▶ _TO DO_:
Would you please copy every line from the records that contains the word "generic"?

------------------------

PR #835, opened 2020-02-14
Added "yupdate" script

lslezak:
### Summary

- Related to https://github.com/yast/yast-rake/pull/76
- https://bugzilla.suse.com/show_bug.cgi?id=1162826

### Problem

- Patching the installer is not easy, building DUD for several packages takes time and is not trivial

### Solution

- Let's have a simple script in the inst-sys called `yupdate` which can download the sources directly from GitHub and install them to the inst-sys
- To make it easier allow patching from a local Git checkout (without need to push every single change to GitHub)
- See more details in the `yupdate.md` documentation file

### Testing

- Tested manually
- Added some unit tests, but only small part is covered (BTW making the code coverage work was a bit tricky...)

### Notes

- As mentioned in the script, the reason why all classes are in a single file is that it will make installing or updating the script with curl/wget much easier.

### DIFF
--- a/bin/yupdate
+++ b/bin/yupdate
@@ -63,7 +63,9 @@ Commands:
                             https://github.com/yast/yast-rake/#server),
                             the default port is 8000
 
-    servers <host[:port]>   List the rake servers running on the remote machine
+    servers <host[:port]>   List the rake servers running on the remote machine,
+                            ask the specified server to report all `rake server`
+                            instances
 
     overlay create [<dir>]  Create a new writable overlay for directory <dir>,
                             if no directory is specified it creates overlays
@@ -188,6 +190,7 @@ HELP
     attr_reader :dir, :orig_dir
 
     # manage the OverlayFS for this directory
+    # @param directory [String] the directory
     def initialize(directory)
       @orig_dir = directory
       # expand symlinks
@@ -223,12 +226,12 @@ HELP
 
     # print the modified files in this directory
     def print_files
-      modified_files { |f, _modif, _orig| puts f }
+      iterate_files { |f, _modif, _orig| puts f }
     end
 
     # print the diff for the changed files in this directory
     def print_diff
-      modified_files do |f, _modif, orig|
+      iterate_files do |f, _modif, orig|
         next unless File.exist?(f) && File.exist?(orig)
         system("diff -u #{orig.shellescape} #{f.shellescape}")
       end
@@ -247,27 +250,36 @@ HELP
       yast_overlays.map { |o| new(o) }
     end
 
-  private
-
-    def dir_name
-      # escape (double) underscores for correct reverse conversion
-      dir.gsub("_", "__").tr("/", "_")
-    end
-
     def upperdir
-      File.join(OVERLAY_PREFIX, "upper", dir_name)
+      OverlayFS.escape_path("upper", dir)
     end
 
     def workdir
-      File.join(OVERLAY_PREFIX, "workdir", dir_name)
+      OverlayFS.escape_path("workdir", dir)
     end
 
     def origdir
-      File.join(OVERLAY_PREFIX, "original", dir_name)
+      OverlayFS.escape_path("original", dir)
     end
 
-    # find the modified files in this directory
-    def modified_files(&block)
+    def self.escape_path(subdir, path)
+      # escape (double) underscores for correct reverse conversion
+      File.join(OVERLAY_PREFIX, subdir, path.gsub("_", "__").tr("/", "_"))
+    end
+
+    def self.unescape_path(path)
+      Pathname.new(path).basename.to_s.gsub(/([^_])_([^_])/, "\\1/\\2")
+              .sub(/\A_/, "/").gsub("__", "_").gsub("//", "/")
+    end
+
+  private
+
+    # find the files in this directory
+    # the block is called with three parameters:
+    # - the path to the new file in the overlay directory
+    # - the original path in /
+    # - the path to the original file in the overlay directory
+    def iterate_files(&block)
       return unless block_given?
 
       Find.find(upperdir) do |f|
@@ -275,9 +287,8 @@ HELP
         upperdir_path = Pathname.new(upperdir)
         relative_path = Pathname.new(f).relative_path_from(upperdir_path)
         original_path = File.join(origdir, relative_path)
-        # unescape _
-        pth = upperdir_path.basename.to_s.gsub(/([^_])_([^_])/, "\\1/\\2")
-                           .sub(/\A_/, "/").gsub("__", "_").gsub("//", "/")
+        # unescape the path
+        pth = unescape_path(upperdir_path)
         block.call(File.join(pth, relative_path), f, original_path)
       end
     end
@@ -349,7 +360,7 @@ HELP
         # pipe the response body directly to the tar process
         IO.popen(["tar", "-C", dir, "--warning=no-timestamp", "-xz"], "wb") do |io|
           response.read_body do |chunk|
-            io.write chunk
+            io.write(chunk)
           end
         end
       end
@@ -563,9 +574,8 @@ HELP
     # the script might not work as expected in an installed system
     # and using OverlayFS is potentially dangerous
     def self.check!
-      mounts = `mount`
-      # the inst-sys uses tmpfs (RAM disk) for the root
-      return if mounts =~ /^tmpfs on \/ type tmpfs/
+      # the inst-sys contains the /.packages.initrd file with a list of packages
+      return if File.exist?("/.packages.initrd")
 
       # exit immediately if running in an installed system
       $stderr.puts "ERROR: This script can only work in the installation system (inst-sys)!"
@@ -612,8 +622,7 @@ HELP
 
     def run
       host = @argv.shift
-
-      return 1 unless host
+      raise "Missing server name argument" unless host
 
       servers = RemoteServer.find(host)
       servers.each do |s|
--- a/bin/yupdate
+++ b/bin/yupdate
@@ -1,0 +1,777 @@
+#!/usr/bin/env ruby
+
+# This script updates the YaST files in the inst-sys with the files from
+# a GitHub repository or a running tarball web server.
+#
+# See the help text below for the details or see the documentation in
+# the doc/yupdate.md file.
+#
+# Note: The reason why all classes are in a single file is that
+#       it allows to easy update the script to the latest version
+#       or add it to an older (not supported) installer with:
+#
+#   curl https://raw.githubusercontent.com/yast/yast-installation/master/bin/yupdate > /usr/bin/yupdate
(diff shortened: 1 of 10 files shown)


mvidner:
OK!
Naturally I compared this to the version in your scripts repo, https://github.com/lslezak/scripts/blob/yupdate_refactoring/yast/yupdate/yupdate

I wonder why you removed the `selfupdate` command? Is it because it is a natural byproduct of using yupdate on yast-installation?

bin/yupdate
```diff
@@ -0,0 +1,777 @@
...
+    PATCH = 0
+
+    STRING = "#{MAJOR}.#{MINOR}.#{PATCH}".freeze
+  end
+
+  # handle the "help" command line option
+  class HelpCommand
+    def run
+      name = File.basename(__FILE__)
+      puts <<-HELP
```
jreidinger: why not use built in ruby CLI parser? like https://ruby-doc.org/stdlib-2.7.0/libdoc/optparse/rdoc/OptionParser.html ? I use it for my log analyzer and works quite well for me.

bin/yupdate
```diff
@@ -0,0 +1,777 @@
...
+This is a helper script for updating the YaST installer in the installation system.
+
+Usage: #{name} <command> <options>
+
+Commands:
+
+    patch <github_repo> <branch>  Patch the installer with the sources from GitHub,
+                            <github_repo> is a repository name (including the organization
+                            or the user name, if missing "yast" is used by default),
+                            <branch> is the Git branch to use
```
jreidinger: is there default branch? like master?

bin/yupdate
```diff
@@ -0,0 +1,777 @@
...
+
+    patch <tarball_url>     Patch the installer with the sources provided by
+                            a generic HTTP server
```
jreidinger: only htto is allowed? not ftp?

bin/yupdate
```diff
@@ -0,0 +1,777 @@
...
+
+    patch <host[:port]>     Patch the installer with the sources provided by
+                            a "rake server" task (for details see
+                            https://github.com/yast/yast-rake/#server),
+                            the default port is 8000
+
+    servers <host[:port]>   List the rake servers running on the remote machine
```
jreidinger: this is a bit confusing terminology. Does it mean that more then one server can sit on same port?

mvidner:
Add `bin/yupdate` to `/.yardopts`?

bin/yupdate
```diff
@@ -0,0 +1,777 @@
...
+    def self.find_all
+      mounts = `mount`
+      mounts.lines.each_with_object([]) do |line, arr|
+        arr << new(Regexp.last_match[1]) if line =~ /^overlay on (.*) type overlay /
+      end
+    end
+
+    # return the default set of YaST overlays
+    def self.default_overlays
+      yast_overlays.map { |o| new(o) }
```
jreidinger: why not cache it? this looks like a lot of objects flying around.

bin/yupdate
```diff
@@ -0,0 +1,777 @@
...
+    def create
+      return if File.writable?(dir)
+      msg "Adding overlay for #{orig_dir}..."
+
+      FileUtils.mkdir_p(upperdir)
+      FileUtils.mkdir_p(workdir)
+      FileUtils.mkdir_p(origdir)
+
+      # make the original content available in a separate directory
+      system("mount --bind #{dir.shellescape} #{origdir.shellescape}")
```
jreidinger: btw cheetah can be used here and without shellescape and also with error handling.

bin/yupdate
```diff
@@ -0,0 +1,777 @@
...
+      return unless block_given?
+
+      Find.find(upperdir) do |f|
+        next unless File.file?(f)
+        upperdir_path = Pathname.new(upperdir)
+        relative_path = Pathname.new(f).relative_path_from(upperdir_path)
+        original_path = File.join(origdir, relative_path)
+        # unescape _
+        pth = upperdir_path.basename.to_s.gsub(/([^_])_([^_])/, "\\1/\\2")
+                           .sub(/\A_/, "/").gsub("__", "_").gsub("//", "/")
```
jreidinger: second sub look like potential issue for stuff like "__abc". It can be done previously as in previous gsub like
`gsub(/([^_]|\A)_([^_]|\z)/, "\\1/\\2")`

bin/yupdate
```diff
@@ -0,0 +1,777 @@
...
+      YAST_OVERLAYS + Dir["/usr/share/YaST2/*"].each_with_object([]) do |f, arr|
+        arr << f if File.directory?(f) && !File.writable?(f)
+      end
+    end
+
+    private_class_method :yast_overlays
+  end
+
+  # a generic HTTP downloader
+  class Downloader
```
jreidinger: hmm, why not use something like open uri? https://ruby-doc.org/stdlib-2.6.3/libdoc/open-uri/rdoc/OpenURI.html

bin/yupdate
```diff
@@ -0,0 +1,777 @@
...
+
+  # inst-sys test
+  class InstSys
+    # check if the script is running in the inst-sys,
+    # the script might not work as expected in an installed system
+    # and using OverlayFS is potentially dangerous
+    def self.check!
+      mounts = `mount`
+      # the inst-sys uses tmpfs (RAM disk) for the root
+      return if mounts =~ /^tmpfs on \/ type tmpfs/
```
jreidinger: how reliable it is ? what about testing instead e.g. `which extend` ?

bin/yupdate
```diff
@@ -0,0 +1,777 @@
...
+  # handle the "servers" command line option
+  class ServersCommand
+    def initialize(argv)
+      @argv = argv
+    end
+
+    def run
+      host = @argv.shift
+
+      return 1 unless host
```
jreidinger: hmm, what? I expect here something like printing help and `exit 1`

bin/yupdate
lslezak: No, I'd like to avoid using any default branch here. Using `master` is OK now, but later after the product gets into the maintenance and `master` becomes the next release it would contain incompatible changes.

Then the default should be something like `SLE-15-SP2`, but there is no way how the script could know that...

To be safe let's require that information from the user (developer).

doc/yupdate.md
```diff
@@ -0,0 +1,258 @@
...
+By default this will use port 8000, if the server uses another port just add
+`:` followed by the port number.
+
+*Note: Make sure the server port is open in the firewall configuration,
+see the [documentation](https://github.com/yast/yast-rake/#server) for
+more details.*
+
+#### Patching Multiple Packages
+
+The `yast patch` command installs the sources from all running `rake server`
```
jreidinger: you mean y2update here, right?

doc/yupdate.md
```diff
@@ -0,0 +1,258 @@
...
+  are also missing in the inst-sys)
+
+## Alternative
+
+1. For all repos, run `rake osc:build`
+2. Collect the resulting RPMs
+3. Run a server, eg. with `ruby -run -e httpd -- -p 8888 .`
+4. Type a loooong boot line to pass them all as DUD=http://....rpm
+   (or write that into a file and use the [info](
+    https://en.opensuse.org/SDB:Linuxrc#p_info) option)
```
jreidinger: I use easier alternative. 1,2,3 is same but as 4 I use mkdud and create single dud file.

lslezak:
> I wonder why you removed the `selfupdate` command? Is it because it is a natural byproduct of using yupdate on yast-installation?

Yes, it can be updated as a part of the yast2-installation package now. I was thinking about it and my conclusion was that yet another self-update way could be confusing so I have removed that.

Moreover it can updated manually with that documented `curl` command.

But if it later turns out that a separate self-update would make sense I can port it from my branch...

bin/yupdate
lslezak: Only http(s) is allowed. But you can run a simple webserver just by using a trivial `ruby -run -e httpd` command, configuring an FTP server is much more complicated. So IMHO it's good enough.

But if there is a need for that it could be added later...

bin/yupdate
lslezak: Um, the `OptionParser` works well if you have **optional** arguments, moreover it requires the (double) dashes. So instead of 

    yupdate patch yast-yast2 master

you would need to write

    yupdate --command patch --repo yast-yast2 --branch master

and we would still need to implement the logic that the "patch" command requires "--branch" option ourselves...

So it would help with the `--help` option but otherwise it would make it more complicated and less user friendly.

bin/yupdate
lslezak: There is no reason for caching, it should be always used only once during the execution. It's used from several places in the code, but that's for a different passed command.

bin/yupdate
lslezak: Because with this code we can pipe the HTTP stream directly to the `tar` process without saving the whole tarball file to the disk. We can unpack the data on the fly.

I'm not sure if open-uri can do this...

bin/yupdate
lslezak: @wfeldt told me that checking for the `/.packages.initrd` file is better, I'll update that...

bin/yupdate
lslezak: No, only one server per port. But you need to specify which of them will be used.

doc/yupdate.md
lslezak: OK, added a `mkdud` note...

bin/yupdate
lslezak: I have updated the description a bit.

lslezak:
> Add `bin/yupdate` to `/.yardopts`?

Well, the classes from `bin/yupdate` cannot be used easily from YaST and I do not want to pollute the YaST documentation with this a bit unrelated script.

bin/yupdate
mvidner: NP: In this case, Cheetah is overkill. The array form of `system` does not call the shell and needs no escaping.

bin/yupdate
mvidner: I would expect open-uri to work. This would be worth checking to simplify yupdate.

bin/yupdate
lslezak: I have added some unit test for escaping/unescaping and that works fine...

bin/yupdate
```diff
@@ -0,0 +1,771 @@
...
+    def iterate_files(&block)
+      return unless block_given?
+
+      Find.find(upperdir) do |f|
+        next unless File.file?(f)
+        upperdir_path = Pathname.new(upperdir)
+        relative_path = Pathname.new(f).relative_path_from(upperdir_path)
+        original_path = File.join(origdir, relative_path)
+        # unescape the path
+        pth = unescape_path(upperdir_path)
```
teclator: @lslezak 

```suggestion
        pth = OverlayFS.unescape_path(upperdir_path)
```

------------------------

▶ _ANSWER TO THE PROBLEM_:
+                            a generic HTTP server
+  # a generic HTTP downloader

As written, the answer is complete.